* _What you have to do_:
Lines before the one with "So I'll stop" are left out; return that line and all that follow it, exactly, through the end of the data.

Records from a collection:
##############################

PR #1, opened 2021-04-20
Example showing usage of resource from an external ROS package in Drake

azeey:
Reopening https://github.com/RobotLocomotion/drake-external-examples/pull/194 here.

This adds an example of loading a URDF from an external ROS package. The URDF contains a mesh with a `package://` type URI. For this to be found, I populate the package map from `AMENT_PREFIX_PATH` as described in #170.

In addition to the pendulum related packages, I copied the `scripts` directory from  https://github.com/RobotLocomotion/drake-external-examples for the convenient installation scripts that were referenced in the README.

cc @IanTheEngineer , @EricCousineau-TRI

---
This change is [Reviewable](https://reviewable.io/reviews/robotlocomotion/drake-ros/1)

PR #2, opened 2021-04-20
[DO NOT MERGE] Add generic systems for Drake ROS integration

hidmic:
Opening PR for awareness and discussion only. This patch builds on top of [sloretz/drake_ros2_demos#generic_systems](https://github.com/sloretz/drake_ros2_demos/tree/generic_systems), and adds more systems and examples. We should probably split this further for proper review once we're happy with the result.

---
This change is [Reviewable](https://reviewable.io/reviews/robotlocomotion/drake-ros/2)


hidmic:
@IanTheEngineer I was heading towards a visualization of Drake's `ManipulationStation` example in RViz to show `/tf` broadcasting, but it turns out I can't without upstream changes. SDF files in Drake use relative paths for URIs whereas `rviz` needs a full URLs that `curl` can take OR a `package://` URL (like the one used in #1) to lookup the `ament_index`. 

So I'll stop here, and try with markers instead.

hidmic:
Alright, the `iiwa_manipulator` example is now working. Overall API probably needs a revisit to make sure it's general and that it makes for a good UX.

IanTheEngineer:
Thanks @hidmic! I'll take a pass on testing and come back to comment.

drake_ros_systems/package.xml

##############################

* _Solved problem_:
So I'll stop here, and try with markers instead.

hidmic:
Alright, the `iiwa_manipulator` example is now working. Overall API probably needs a revisit to make sure it's general and that it makes for a good UX.

IanTheEngineer:
Thanks @hidmic! I'll take a pass on testing and come back to comment.

drake_ros_systems/package.xml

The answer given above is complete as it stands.